この成功の背景には、会員数増に向けた林社長の創意工夫がある。
そのひとつがポスターによるPRだ。“携帯電話が会員証に”と大きく書かれたポスターを店内の目立つ個所に掲示。「あのポスターに書かれてあるのはどういうサービス?」とポスターを見て興味を覚えたお客様が店員に尋ねてくることも多い。
また、料理を待っている間に気軽に見てもらうため、登録の手順をイラスト入りで分かりやすく説明したパンフレットを各テーブルに設置した。ポスターを見て興味を持ち、パンフレットを見ながら登録。これが、最も多い登録方法だ。お客様がうまく操作できない場合は、店員が代わりに登録してあげたり、店内のパソコンから登録したりとサポートも徹底。こうした努力の結果が会員数増に結びついている。

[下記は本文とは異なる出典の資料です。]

PR #2190, opened 2021-09-09
Block: refactor constructors and factory methods

msgilligan:
* Move construction code from *NetParams into Block
* Create private constructors for special purposes
* Remove duplication in factories / constructors
* Mark apparently unused deserializing constructs as @Deprecated

Draft: Looking for preliminary feedback. After that I'll add comments and update unit tests to use the new methods/constructors.

### DIFF
--- a/core/src/main/java/org/bitcoinj/core/Block.java
+++ b/core/src/main/java/org/bitcoinj/core/Block.java
@@ -117,7 +117,8 @@ public class Block extends Message {
     // of the size of the ideal encoding in addition to the actual message size (which Message needs)
     protected int optimalEncodingMessageSize;
 
-    /** Special case constructor, used for the genesis node, cloneAsHeader and unit tests. */
+    /** Special case constructor, used for unit tests. */
+    @VisibleForTesting
     Block(NetworkParameters params, long setVersion) {
         super(params);
         // Set up a few basic things. We are not complete after this though.
@@ -138,6 +139,7 @@ public class Block extends Message {
      * as the length will be provided as part of the header.  If unknown then set to Message.UNKNOWN_LENGTH
      * @throws ProtocolException
      */
+    @Deprecated
     public Block(NetworkParameters params, byte[] payloadBytes, MessageSerializer serializer, int length)
             throws ProtocolException {
         super(params, payloadBytes, 0, serializer, length);
@@ -171,6 +173,7 @@ public class Block extends Message {
      * as the length will be provided as part of the header.  If unknown then set to Message.UNKNOWN_LENGTH
      * @throws ProtocolException
      */
+    @Deprecated
     public Block(NetworkParameters params, byte[] payloadBytes, int offset, @Nullable Message parent, MessageSerializer serializer, int length)
             throws ProtocolException {
         // TODO: Keep the parent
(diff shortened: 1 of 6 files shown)


core/src/main/java/org/bitcoinj/core/Block.java
```diff
@@ -256,11 +280,15 @@ protected void parse() throws ProtocolException {
...
+        Transaction t = createGenesisTransaction(n, genesisTxInputScriptBytes, FIFTY_COINS, genesisTxScriptPubKeyBytes);
+        return new Block(n, BLOCK_VERSION_GENESIS, time, difficultyTarget, nonce, Collections.singletonList(t));
+    }
+
+    @VisibleForTesting
+    public static Block createGenesisUnitTest(NetworkParameters n) {
         Transaction t = createGenesisTransaction(n, genesisTxInputScriptBytes, FIFTY_COINS, genesisTxScriptPubKeyBytes);
-        genesisBlock.addTransaction(t);
-        return genesisBlock;
+        return new Block(n, BLOCK_VERSION_GENESIS, Utils.currentTimeSeconds(), Block.EASIEST_DIFFICULTY_TARGET, Collections.singletonList(t));
```
msgilligan, line 291: After this refactoring (I don't want to change the behavior in the refactoring) we should probably try replacing `Utils.currentTimeSeconds()` with a call to directly get (un-mockable) system time.

core/src/main/java/org/bitcoinj/core/Block.java
```diff
@@ -256,11 +280,15 @@ protected void parse() throws ProtocolException {
         length = cursor - offset;
     }
 
-    public static Block createGenesis(NetworkParameters n) {
-        Block genesisBlock = new Block(n, BLOCK_VERSION_GENESIS);
+    public static Block createGenesis(NetworkParameters n, long time, long difficultyTarget, long nonce) {
+        Transaction t = createGenesisTransaction(n, genesisTxInputScriptBytes, FIFTY_COINS, genesisTxScriptPubKeyBytes);
+        return new Block(n, BLOCK_VERSION_GENESIS, time, difficultyTarget, nonce, Collections.singletonList(t));
```
schildbach, line 285: We could use the appropriate TARGET constant here, rather than passing the value in.

schildbach (commented):
Concept looks good.

core/src/main/java/org/bitcoinj/core/Block.java
```diff
@@ -190,15 +193,36 @@ public Block(NetworkParameters params, byte[] payloadBytes, int offset, @Nullabl
...
         this.version = version;
         this.prevBlockHash = prevBlockHash;
         this.merkleRoot = merkleRoot;
         this.time = time;
         this.difficultyTarget = difficultyTarget;
         this.nonce = nonce;
-        this.transactions = new LinkedList<>();
-        this.transactions.addAll(transactions);
+        this.hash = hash;
+        if (transactions != null) {
```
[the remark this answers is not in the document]
msgilligan: Good question. Generally its a best practice to use empty lists instead of null lists.

My (probably flawed) thinking was that `transactions == null` for header-only, and that in a real block transactions would be present. Of course if `Block` were truly immutable there would never be a valid block without at least one transaction, right?

core/src/main/java/org/bitcoinj/core/Block.java
msgilligan: We could do that, but there could conceivably be use cases (test cases) where we want the difficulty to be different.

The TARGET constants from the NetworkParameters subclasses are no accessible here, but that could be changed, of course.

core/src/main/java/org/bitcoinj/core/Block.java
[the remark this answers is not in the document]
msgilligan: Yes, the comment for `transactions`  says `// If null, it means this object holds only the headers.` -- but maybe we should change that (probably later, though.)

msgilligan:
@schildbach I responded to your two comments above. Are you ok with leaving both of those things as they are?

My next steps would be to add some comments and update the unit tests to use the new constructors.

msgilligan:
Closing given that other changes and in particular PR #3135 have made this redundant.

さらに、このサービスの導入により、顧客情報の管理も円滑にできるようになった。導入前、林社長は顧客情報を専用のソフトで管理していたが、自分で入力しなければならない上に、もしソフトにトラブルが発生した場合、顧客データはすべて消滅してしまうことを懸念していた。
しかし、この問題点もこのサービスで解決。「会員登録はお客様自らが行ってくれるし、その上、顧客情報を取り扱うサーバについてはNTT西日本グループがしっかり運用してくれている。いずれは、この顧客情報データベースを利用して、メールでのPRを実施していきたい」と意気込んでいる。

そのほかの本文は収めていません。